* **Saved entries**:

PR #1320, opened 2026-07-01
[5.x] Support multiple categories in indexer

Jade-GG:
This was written wrong, using `breadcrumbCategories` which only uses the longest path. I've added an attribute that can be used to get the same data in a collection from not just the longest path. Flattening this gives us the same data in the indexer, but then for all categories.

### DIFF
--- a/src/Models/Product.php
+++ b/src/Models/Product.php
@@ -339,6 +339,20 @@ class Product extends Model
         });
     }
 
+    protected function allCategories(): Attribute
+    {
+        return Attribute::get(function (): Collection {
+            $this->loadMissing('categoryProducts');
+
+            $categories = $this->categoryProducts
+                ->where('category_id', '!=', config('rapidez.root_category_id'))
+                ->pluck('category')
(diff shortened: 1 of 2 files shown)


src/Models/Product.php
```diff
@@ -339,6 +339,20 @@ protected function categoryIds(): Attribute
...
     }
 
+    protected function allCategories(): Attribute
+    {
+        return Attribute::get(function (): Collection {
+            $this->loadMissing('categoryProducts');
+
+            $categories = $this->categoryProducts
+                ->where('category_id', '!=', config('rapidez.root_category_id'))
+                ->pluck('category')
```
royduin, line 349: Do we really need the whole category? We do have all the category info here: https://github.com/rapidez/core/blob/11cc74938bcca67a4701265a4658e34842f63fae/src/Models/Traits/Product/Searchable.php#L135 so maybe an ID is enough?

royduin:
Closing in favor of: https://github.com/rapidez/core/pull/1343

* **Assigned task**: If a line of the data contains "royduin", copy it out.

* **Task result**:
royduin, line 349: Do we really need the whole category? We do have all the category info here: https://github.com/rapidez/core/blob/11cc74938bcca67a4701265a4658e34842f63fae/src/Models/Traits/Product/Searchable.php#L135 so maybe an ID is enough?
royduin:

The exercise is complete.